New somatic BRAF splicing mutation in Langerhans cell histiocytosis

• Main Authors: Sébastien Héritier, Zofia Hélias-Rodzewicz, Rikhia Chakraborty, Amel G. Sengal, Christine Bellanné-Chantelot, Caroline Thomas, Anne Moreau, Sylvie Fraitag, Carl E. Allen, Jean Donadieu, Jean-François Emile
• Format: Article
• Language: English
• Published: BMC 2017-07-01
• Series: Molecular Cancer
• Subjects: Langerhans cell histiocytosis; BRAF; Splicing mutation; Targeted therapy
• Online Access: http://link.springer.com/article/10.1186/s12943-017-0690-z

Abstract Langerhans cell histiocytosis (LCH) is an inflammatory myeloid neoplasia with constitutive activation of the MAPKinase RAS-RAF-MEK-ERK cell signaling pathway. We analyzed 9 LCH cases without BRAF V600 and MAP2K1 mutations by whole exome sequencing. We identified a new somatic BRAF splicing mutation in 2 cases. Both cases were childhood single system (SS) LCH cases, with self-healing outcome of the bone lesions.

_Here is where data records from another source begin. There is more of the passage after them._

PR #477, opened 2018-02-02
PHPLIB-303: Implement MongoDB\Client::startSession()

kvwalker:
https://jira.mongodb.org/browse/PHPLIB-303

### DIFF
--- a/docs/includes/apiargs-MongoDBClient-method-startSession-option.yaml
+++ b/docs/includes/apiargs-MongoDBClient-method-startSession-option.yaml
@@ -1,0 +1,12 @@
+arg_name: option
+name: causalConsistency
+type: boolean
+description: |
+  Enables or disables :ref:`causal consistency <causal-consistency>` for the
+  session. If true, each operation in the session will be causally ordered after
+  the previous read or write operation. Set to false to disable causal
+  consistency. Defaults to true.
+interface: phpmethod
+operation: ~
+optional: true
+...
--- a/docs/reference/method/MongoDBClient-startSession.txt
+++ b/docs/reference/method/MongoDBClient-startSession.txt
@@ -1,0 +1,82 @@
+===============================
+MongoDB\\Client::startSession()
+===============================
+
+.. default-domain:: mongodb
+
+.. versionadded:: 1.3
+
+.. contents:: On this page
+   :local:
+   :backlinks: none
+   :depth: 1
+   :class: singlecol
+
+Definition
+----------
+
+.. phpmethod:: MongoDB\\Client::startSession()
+
+   Start a new client session for use with this client.
+
+   .. code-block:: php
+
+      function startSession(array $options = []): MongoDB\Driver\Session
+
+   The ``$options`` parameter supports the following options:
+
+   .. include:: /includes/apiargs/MongoDBClient-method-startSession-option.rst
+
+Return Values
+-------------
+
+A :php:`MongoDB\Driver\Session <mongodb-driver-session>`
+
+Errors/Exceptions
+-----------------
+
+.. include:: /includes/extracts/error-driver-invalidargumentexception.rst
+.. include:: /includes/extracts/error-driver-runtimeexception.rst
+
+Example
+-------
+
+The following example starts a new session:
+
+.. code-block:: php
+
+   <?php
+
+   $client = new MongoDB\Client;
+
+   $session = $client->startSession();
+
+   var_dump($session);
+
+The output would then resemble::
+
+   object(MongoDB\Driver\Session)#2043 (4) {
+     ["logicalSessionId"]=>
+     array(1) {
+       ["id"]=>
+       object(MongoDB\BSON\Binary)#225 (2) {
+         ["data"]=>
+         string(16) "................"
+         ["type"]=>
+         int(4)
+       }
+     }
+     ["clusterTime"]=>
+     NULL
+     ["causalConsistency"]=>
+     bool(true)
+     ["operationTime"]=>
+     NULL
+   }
+
+See Also
+--------
+
+- :php:`MongoDB\\Driver\\Manager::startSession()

This mutant consisted in a 9 base pair duplication (c.1511_1517 + 2 duplication), encoding for a predicted mutant protein with insertion of 3 amino acids (p.Arg506_Lys507insLeuLeuArg) in the N-terminal lobe of the kinase domain of BRAF. Transient expression of the c.1511_1517 + 2dup BRAF mutant in HEK293 cells enhanced MAPKinase pathway activation, and was not inhibited by vemurafenib but was inhibited by PLX8394, a second-generation BRAF inhibitor able to inhibit signaling of BRAF monomers and dimers. Future LCH molecular screening panel should include this new mutation to better define its prevalence in LCH and its restriction to autoregressive bone SS LCH.